(DATA SUPPLIED begins)

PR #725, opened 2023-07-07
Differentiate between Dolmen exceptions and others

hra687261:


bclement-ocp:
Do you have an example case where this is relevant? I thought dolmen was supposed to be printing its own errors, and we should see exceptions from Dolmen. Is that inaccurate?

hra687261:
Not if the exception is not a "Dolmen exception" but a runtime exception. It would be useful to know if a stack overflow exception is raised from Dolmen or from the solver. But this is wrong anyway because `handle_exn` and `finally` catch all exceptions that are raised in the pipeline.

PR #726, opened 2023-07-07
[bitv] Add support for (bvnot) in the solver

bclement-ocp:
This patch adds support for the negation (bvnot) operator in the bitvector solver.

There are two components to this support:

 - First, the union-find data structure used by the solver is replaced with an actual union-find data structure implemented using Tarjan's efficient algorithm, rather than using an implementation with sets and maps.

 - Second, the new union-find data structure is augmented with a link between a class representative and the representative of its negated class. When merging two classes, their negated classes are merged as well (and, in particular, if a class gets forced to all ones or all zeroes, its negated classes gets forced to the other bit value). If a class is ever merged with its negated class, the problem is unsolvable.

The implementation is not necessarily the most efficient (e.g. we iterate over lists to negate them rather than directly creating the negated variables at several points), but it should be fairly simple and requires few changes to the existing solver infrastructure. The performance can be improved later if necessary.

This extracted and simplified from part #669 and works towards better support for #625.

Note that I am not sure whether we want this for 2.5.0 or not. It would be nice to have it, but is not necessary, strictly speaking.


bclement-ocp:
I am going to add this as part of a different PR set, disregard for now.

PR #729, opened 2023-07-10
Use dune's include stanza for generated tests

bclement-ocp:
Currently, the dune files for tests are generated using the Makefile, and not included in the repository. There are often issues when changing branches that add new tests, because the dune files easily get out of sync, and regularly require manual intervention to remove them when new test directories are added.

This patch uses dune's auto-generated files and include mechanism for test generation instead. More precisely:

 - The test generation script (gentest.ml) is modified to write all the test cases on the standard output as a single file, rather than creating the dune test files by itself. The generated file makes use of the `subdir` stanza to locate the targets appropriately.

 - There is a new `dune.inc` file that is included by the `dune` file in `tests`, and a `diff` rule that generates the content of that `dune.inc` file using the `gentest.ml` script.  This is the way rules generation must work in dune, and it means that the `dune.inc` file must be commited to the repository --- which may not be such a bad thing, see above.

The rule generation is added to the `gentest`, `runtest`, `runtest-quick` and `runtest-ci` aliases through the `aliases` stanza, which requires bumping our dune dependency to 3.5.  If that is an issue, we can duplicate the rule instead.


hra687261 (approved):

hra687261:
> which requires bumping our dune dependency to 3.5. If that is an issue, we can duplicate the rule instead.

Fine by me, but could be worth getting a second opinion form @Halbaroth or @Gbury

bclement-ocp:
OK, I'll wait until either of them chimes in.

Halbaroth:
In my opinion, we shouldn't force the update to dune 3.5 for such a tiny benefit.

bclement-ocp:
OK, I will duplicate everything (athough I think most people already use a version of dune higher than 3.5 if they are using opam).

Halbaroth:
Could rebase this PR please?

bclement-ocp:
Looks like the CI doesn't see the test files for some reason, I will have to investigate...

(DATA SUPPLIED ends)

BRIEF:
Pull out all lines containing the word "repository" from the entries above.

PROBLEM SOLUTION:
Currently, the dune files for tests are generated using the Makefile, and not included in the repository. There are often issues when changing branches that add new tests, because the dune files easily get out of sync, and regularly require manual intervention to remove them when new test directories are added.
 - There is a new `dune.inc` file that is included by the `dune` file in `tests`, and a `diff` rule that generates the content of that `dune.inc` file using the `gentest.ml` script.  This is the way rules generation must work in dune, and it means that the `dune.inc` file must be commited to the repository --- which may not be such a bad thing, see above.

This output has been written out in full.